The Alignment Project, backed by £15m of government funding, brings together an international coalition including the Canadian AI Safety Institute, Schmidt Sciences, Amazon Web Services (AWS), Anthropic, Halcyon Futures, the Safe AI Fund, UK Research and Innovation, and the Advanced Research and Invention Agency (ARIA). 

This reflects a growing global consensus across government, industry, academia and philanthropy that alignment is one of the most urgent technical challenges society faces, and that expanding the field is a shared international responsibility. 

In January, the government published its International AI safety report ahead of the AI Action Summit, which took place in Paris on 10-11 February 202. The report notes that AI experts are undecided as to when major societal risks of AI will appear. Some, according to the report’s authors, predict they are decades away, while others think that general-purpose AI could lead to societal-scale harm in the next few years.

“Recent advances in general-purpose AI capabilities – particularly in tests of scientific reasoning and programming – have generated new evidence for potential risks such as AI-enabled hacking and biological attacks, leading one major AI company to increase its assessment of biological risk from its best model from ‘low’ to ‘medium’,” the report’s authors noted.

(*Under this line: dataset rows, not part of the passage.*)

Issue #3812, opened 2023-11-15
Side Panel with size 2xl has action buttons placed in the middle


youda97:
## What package(s) are you using?

- [X] Carbon for IBM Products (or Carbon for IBM Cloud & Cognitive)
- [ ] Legacy/CDAI
- [ ] Legacy/Security

## Detailed description

> Describe in detail the issue you're having.

I am using the Side Panel with size 2xl and two action buttons. The two buttons are randomly placed at the bottom and are not fixed to a particular side, making it look broken.

> Is this issue related to a specific component?

SIde panel

> What did you expect to happen? What happened instead? What would you like to
> see changed?

I would like to see the bottoms fixed a the left or right side of the side panel, or taking up the width like the other side panels

> What browser are you working in?

Chrome

> What version of the @carbon/ibm-products (or @carbon/ibm-cloud-cognitive)
> package are you using?

"@carbon/ibm-products": "2.15.0"

> What offering/product do you work on? Any pressing ship or release dates we
> should be aware of?

Turbonomic

## Steps to reproduce the issue

https://carbon-for-ibm-products.netlify.app/?path=/story/ibm-products-components-side-panel-sidepanel--without-title&args=actions:3;size:2xl

## Additional information

![Screenshot 2023-11-15 at 2 14 35 PM](https://github.com/carbon-design-system/ibm-products/assets/25139161/61d38357-5d28-4524-9603-89a3468c8c43)

PR #3999, opened 2024-01-04
fix(SidePanel): action buttons layout at 2xl (v1)

paul-balchin-ibm:
Contributes to #3812 (v1)

Update actions container to be 100% wide at `2xl`.

#### What did you change?

```
packages/ibm-products/src/components/SidePanel/_side-panel.scss
```

- [x] Storybook


packages/ibm-products/src/components/SidePanel/_side-panel.scss
```diff
@@ -87,6 +86,9 @@ $action-set-block-class: #{$pkg-prefix}--action-set;
         border-right: 1px solid $decorative-01;
       }
     }
+    .#{$block-class}__actions-container {
+      width: 100%;
+    }
```
paul-balchin-ibm, line 91: Before: the actions container is the "same size" as the side panel. 
- this worked when using absolute values like`rems` ("Make the side panel and actions container 20rems wide"), 
- but broke when using relative values like `%` ("Make the side panel 75% the width of the page, and the actions container 75% of the side panel"). This issue only happens where `size` is `2xl`.

After: the actions container is a static 100% the width of the side panel.

PR #4011, opened 2024-01-05
fix: update format and lint

davidmenendez:
@paul-balchin-ibm and i noticed that stylelint wasn't working in vscode.

during this time i noticed that the lint and format commands needed to be updated and fixed. namely to extend to our other repos. i took a lot of these updates directly from [carbon](https://github.com/carbon-design-system/carbon/blob/main/package.json).

before this is merged the `format` and `lint` commands should be tested locally.


matthewgallo (changes requested):
Looks like the linter caught some [stylelint issues](https://github.com/carbon-design-system/ibm-products/actions/runs/7425544799/job/20207417730?pr=4011)

davidmenendez:
> Looks like the linter caught some [stylelint issues](https://github.com/carbon-design-system/ibm-products/actions/runs/7425544799/job/20207417730?pr=4011)

@matthewgallo yeah i figured if we were satisfied with the updates i'd go ahead and fix those linter issues in a follow up commit

matthewgallo (approved):
Tested both `format` and `lint` locally, this will especially be nice to have fixed with future additions to the community package 🎉

PR #4019, opened 2024-01-09
fix: add min width to 2xl size

lee-chase:
Adjusts the 2xl side panel so that it maintains at least the size of lg on smaller screens.

#### What did you change?

For 2xl the width is now the same as the lg, but with a min-width of 75%;

Ran up storybook

@elycheea that PR I suggested, not sure what Camerons github handle is. There are more considerations than the width, which Cameron may wish to consider, but just wanted to be sure this was not a structural fix.


elycheea:
FYI @cameroncalder

Lee noticed that at the smallest screen size, the side panel at `2xl` follows 75% width as is specified in the guidance.

| `lg` at 320 | `2xl` at 320 |
|------------|--------------|
image | image

Lee’s PR changes that so that at the small breakpoints, the side panel fills the full width. The guidance doesn’t mention this particular behavior so Carrie suggested we run it by you as well.

cameroncalder:
This fix in behavior makes sense to me—to have it expand full width at the smaller screen sizes. At the smaller breakpoint, I would suggest we make `lg` and `2xl` follow the same button positioning logic as the smaller variants: 2 buttons or less = side by side and full width, then stack if there are 3. Currently, both `lg` and `2xl` get a bit fussy and inconsistent at the smaller screen sizes.

lee-chase:
> @cameroncalder The change in button position at `2xl` might have just been a change Paul and I missed in another recent PR. Will followup with Lee when I catch him. 😤

So the action set behavior is defined both in the ActionSet component and SidePanel despite it also being used in other components. 

I think a separate PR out to move all the behavior to the ActionSet and use @container queries to update the layout. This will lead to a slight head scratcher in SidePanel where the width of the use of a 1px left border and box-sizing border box (hint the width of the ActionSet on a 2xl SidePanel is 2xl - 1.

Issue #3505, opened 2023-09-26
Investigate screen reader interpreting cells as groupings


elycheea:
5. Table contents when navigating horizontally 
- When using CNTRL+Option+L/R or Up/Down arrows to navigate horizontally through the table with the screen reader, it reads the the contents of a cell as a group, saying the same content three times.  To minimize the amount of times you need to arrow L and R, the content inside the cell shouldn't be inside a group 
![Screenshot 2023-07-02 at 12 33 39 PM](https://github.com/carbon-design-system/ibm-products/assets/21047571/0a6cc3a4-c5a6-430c-a435-e64207df4219)

Current:

_Originally posted by @kristastarr in https://github.com/carbon-design-system/ibm-products/issues/3118#issuecomment-1616746078_

davidmenendez:
@kristastarr when you get a chance can you talk another look at this? i made some adjustments in #3957 that should alleviate some accessibility issues

kristastarr:
I tested "Basic usage" and "Selectable rows" since it looks like these changes are to the header so apply to all tables - are there specific ones you wanted me to test? 

Observations:
- When using CNRTL+OPT+ arrow key to navigate, if you press arrows consecutively without releasing CNTRL+OPT, I see the same behavior as before; when you release CNTRL+OPT with each press of arrow keys, the text content is still announced as a "group" but is only read out once, so that is an improvement 

- The fields with dates are not showing this issue.  Fields with numbers are.  

- It's confusing that column names are announced as "Last Name and Resize Column", I think because of the aria-label for the splitter.  I don't think that was happening before. 

![Screenshot 2023-12-20 at 9 15 13 AM](https://github.com/carbon-design-system/ibm-products/assets/21047571/09911532-b4c6-4e6c-a3e3-d479fd06d17a)

- I have some other observations about the splitter as well - keyboard navigation works great but the screenreader descriptions could be improved - is there an open issue where I should document those?

PR #4046, opened 2024-01-11
fix: datatable cell accessibility adjustment

davidmenendez:
Contributes to #3505

removes the `title` prop which was causing some issues with screenreaders.


matthewgallo:
Don't we need the `title` attribute for when the cells are truncated using an ellipsis?

davidmenendez:
@matthewgallo good question

based on what resources i was able to find on the matter i've concluded that when using `overflow: ellipses` the content is still available to screen readers. i've also confirmed this by testing locally using voice over. so we should be good here.

matthewgallo (approved):

Issue #3617, opened 2023-10-17
Fix alignment of inline loading in save pattern state


elycheea:
Also caught a small alignment issue in the [Saving](https://ibm-products.carbondesignsystem.com/?path=/story/ibm-products-patterns-saving-saving--manual) pattern —

<img width="681" alt="image" src="https://github.com/carbon-design-system/ibm-products/assets/1717398/8cd36c39-0a91-4ecb-a518-5364b69927a2">

The loading icon is not vertically centered.

_Originally posted by @elycheea in https://github.com/carbon-design-system/ibm-products/pull/3571#pullrequestreview-1675083624_
            
**Note:** With SCSS changes, you may need to update the styles snapshot. (Can find this in the package.json.)

```
yarn test:c4p:snapshot
```
```[tasklist]
### Acceptance criteria
- [ ] Vertically center the loading icon when saving
```

Pinaka-Pani-18:
I would like to work on this issue, Could you please assign me?

hamzailyas237:
Is this issue still persists ? I would like to work on this.

PR #4047, opened 2024-01-12
fix(saving): saving loader alignment

anamikaanu96:
Contributes to #3617 

{{Fix alignment of inline loading in save pattern state}}

#### What did you change? 
Added a style in packages/ibm-products-styles/src/components/Saving/_saving.scss 
min-block-size was changed to auto from 2rem


packages/ibm-products-styles/src/components/Saving/_saving.scss
```diff
@@ -12,6 +12,7 @@
 @use '../../global/styles/project-settings' as c4p-settings;
 
 $block-class: #{c4p-settings.$pkg-prefix}--saving;
+// $carbon-prefix: 'cds';
```
elycheea, line 15: Looks like you figured out you could use the `carbon-prefix` from settings. :)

AI alignment is focused on making sure AI systems behave in the best interest of humanity. Peter Kyle, secretary of state for science, innovation and technology, said this is at the heart of the work the AI Security Institute has been leading since day one, which involves safeguarding the UK’s national security and ensuring the British public are protected from the most serious risks AI could pose as the technology becomes more and more advanced.

Given the pace of AI advancement, the Department for Science, Innovation and Technology (DSIT) notes that today’s methods for controlling AI are likely to be insufficient for tomorrow’s more capable systems as the technology continues to develop, which, it said, is why there is the need for co-ordinated global action to ensure the long-term safety of citizens. 

Kyle said: “Advanced AI systems are already exceeding human performance in some areas, so it’s crucial we’re driving forward research to ensure this transformative technology is behaving in our interests.”

The funding includes up to a grant of up to £1m for researchers across disciplines from computer sciences to cognitive science. It also provides dedicated compute resources from AWS and Anthropic and access to investment from private funders to accelerate commercial alignment.

Geoffrey Irving, chief scientist at the AI Security Institute, said: “AI alignment is one of the most urgent and under-resourced challenges of our time. Progress is essential, but it’s not happening fast enough relative to the rapid pace of AI development.

“Misaligned, highly capable systems could act in ways beyond our ability to control, with profound global implications. By providing funding, compute resources and interdisciplinary collaboration to bring more ideas to bear on the problem, we hope to increase the chance that transformative AI systems serve humanity reliably, safely and in ways we can trust.”